Campus Credit has incorporated its philosophy of integration with a number of student hands-on projects. Working directly with Hofstra University computer science students this Fall semester, they’ve built a platform to enable high-school students to apply for college and financial aid. The company also advises the University of Texas-Austin to help ensure students are well prepared to dive into a startup environment. Providing unique opportunities for students to gain real world experience in their field of study has always been front of mind for Cucchia, including at his first startup, Deals4Meals, an online ordering & delivery service for restaurants, which was managed almost exclusively by students at schools served by the company.

Campus Credit meets the blockchain

Campus Credit’s marketplace is being built on Ethereum’s Blockchain which serves as a platform for smart contracts for each campus’s marketplace. “Ethereum gives us the ability to give users a say over what happens to their system. We don’t own the platform-- they do,” says Cucchia. “A lot of students are not familiar with the concepts of the blockchain or cyber-currency. Campus Credit will serve as a vehicle to bring these technologies to the forefront.

One of Campus Credit’s partners, Spare, lets students withdraw cash as easily as going to an ATM machine through local merchants for a small fee. Spare compensates the merchant for distributing the cash and provide additional foot traffic for businesses. Other early adopters include LendKey, ONTRAPORT, BirdEye, and Microsoft partnered with Campus Credit to offer student loans and refinancing via Campus Capital, marketing services, reputation management, and other supporting services for merchants.

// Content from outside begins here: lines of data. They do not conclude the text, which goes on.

PR #4621, opened 2021-01-28
graph: fix file upload control when no initial data loaded

### LINKED ISSUE #4556: graph: unable to upload a graph for viewing, when no graph in logdir
Repro:
- Find a .pbtxt graph file on the filesystem
- Launch TensorBoard at a log dir that does not contain the graph
- Open TensorBoard's Graph dashboard (after https://github.com/tensorflow/tensorboard/pull/4538, the sidebar should be visible)
- Click "Upload file" and open the .pbtxt from filesystem

Actual: the graph file does not load or get rendered
Expected: the .pbtxt should load

japie1235813:
Fix file upload control function (fixes #4556 #1613)

Previously the board render either the graphboard or no-data messages. Now it renders both and uses css display to control their appearances.
* Screenshots of UI changes
Select file:
selectFile
Normal loading:
Screen Shot 2021-01-28 at 1 52 56 PM

### DIFF
--- a/tensorboard/plugins/graph/tf_graph_dashboard/tf-graph-dashboard.ts
+++ b/tensorboard/plugins/graph/tf_graph_dashboard/tf-graph-dashboard.ts
@@ -87,7 +87,10 @@ class TfGraphDashboard extends LegacyElementMixin(PolymerElement) {
         on-fit-tap="_fit"
         trace-inputs="{{_traceInputs}}"
       ></tf-graph-controls>
-      <div class="center" slot="center">
+      <div
+        class$="center [[_getGraphDisplayClassName(_selectedFile, _datasets)]]"
+        slot="center"
+      >
         <tf-graph-dashboard-loader
           id="loader"
           datasets="[[_datasets]]"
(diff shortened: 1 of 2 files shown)


tensorboard/plugins/graph/tf_graph_dashboard/tf-graph-dashboard.ts
```diff
@@ -88,62 +88,58 @@ class TfGraphDashboard extends LegacyElementMixin(PolymerElement) {
...
+          selected-file="[[_selectedFile]]"
+          out-graph-hierarchy="{{_graphHierarchy}}"
+          out-graph="{{_graph}}"
+          out-stats="{{_stats}}"
+          progress="{{_progress}}"
+          hierarchy-params="[[_hierarchyParams]]"
+          compatibility-provider="[[_compatibilityProvider]]"
+        ></tf-graph-dashboard-loader>
+        <div
+          class$="no-data-message [[_showComponent(_selectedFile, _datasets, 'false')]]"
```
stephanwlee, line 104: Two related things.

1. Since we render `.no-data-message` and `.graphboard` all the time anyways, can we just set a class name on the outer DIV or whatever and use CSS to control whether to show `.graphboard` or `.no-data-message`?
2.  `_showComponent` is a misnomer. Sure, that is the logic you are implementing but that is not what the method is doing (it is returning a class name). Also, `_getContainerClassName` method should return a class name that describes a state instead of a generic verb, `.remove`.

stephanwlee (changes requested):
Change makes sense but would like changes to the method name and CSS organization. Please refer to the comment inline.

tensorboard/plugins/graph/tf_graph_dashboard/tf-graph-dashboard.ts
japie1235813: Thanks for the review! Please take another look. Thanks!

stephanwlee (approved):
LGTM. In the future, please press the reload icon there to re-request a review :) 

image

PR #4625, opened 2021-01-29
line chart: auto reset viewBox when scaleType

stephanwlee:
Wne user manually changes the viewBox (by scrolling or dragging), we
tend to honor the fixed viewBox even when data/visibility/etc...
changes. While this is reasonable in most cases, when scaleType changes,
it can lead to an illegal domain (e.g., log scale cannot render viewBox
that is negative) which is not great for UX.

As such. this change resets and overwrites the fixed viewBox when
user changes the viewBox.

### DIFF
--- a/tensorboard/webapp/widgets/line_chart_v2/line_chart_component.ts
+++ b/tensorboard/webapp/widgets/line_chart_v2/line_chart_component.ts
@@ -174,8 +174,13 @@ export class LineChartComponent implements AfterViewInit, OnChanges, OnDestroy {
       this.isMetadataUpdated = true;
     }
 
+    if (this.scaleUpdated) {
+      this.isViewBoxOverridden = false;
+    }
+
     this.isViewBoxChanged =
       this.isViewBoxChanged ||
+      this.scaleUpdated ||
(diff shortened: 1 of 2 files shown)


tensorboard/webapp/widgets/line_chart_v2/line_chart_component.ts
```diff
@@ -174,8 +174,13 @@ export class LineChartComponent implements AfterViewInit, OnChanges, OnDestroy {
       this.isMetadataUpdated = true;
     }
 
+    if (this.scaleUpdated) {
+      this.isViewBoxOverridden = false;
```
psybuzz, line 178: Is it worth adding a test case to cover the scenario: "it updates the viewBox upon data changes, when a manual change is followed by a scale change"
?

psybuzz (approved):

tensorboard/webapp/widgets/line_chart_v2/line_chart_component.ts
stephanwlee: Done.

PR #5440, opened 2021-11-29
[time-namespaced state] Add feature flag for time-namespaced state.

bmd3k:
Add a feature flag for the new behavior to namespace state sequentially by time rather than by id.

Googlers, see http://go/tb-timespaced-state.

### DIFF
--- a/tensorboard/webapp/webapp_data_source/tb_feature_flag_data_source_types.ts
+++ b/tensorboard/webapp/webapp_data_source/tb_feature_flag_data_source_types.ts
@@ -45,3 +45,5 @@ export const ENABLE_COLOR_GROUP_BY_REGEX_QUERY_PARAM_KEY =
 export const ENABLE_DARK_MODE_QUERY_PARAM_KEY = 'darkMode';
 
 export const ENABLE_LINK_TIME_PARAM_KEY = 'enableLinkTime';
+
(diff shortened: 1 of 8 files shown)


tensorboard/webapp/webapp_data_source/tb_feature_flag_data_source_types.ts
```diff
@@ -45,3 +45,5 @@ export const ENABLE_COLOR_GROUP_BY_REGEX_QUERY_PARAM_KEY =
 export const ENABLE_DARK_MODE_QUERY_PARAM_KEY = 'darkMode';
 
 export const ENABLE_LINK_TIME_PARAM_KEY = 'enableLinkTime';
+
+export const ENABLE_TIME_NAMESPACED_STATE = 'enableTimespace';
```
japie1235813, line 49: Could we change it to `enableTimeNamespaced` to be consistent with other names?

japie1235813 (approved):

tensorboard/webapp/webapp_data_source/tb_feature_flag_data_source_types.ts
bmd3k: Whoops, I did this locally but forgot to push here before merging. I will send out a new PR soon to fix this.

Campus Credit intends to tokenize these opportunities on the blockchain to provide a seamless and more secure solution for their partner network.

Pivoting from potential to prosperity

A recent study by EPFL University found that 73% of start-ups must pivot to another market over time as their initial market did not provide the fertile ground for the product or service that the founders had hoped for. In the case of Deals4Meals, Ken Cucchia’s first startup, the company survived a gunfight with a pocket knife as a bootstrapped startup for over six years.

Throughout 2014 and 2015 there were points where Deals4Meals employed over seventy part time delivery drivers throughout Northern New Jersey and New York. Given the business model, they had accurate metrics showing that they exceeded the sales generated for over 80% of clients they shared with competitors like Grubhub, Eat24 and Delivery.com from 2014 to early 2016. So what happened? “In July 2016, we joined VentureOut NY’s accelerator which gave me an opportunity to pitch four investors on the last day,” said Cucchia. “3 of 4 had the same advice, but Josh Siegel of Rubicon Ventures put it to me best: “Just do the campus card payment system and keep it simple.”

“With the market becoming more cluttered each week, margins became slimmer by the day, and once payroll taxes, insurance and workers comp were factored - since we didn’t misuse form 1099 for our drivers as some competitors do even today, the model proved to be unsustainable” said Cucchia. “As much as it killed me to have to shut it down, sometimes it takes more courage to look at the landscape, know you’re beat, cut your losses and live to fight a smarter fight another day. Campus Credit, I’m happy to say was built with that mindset.”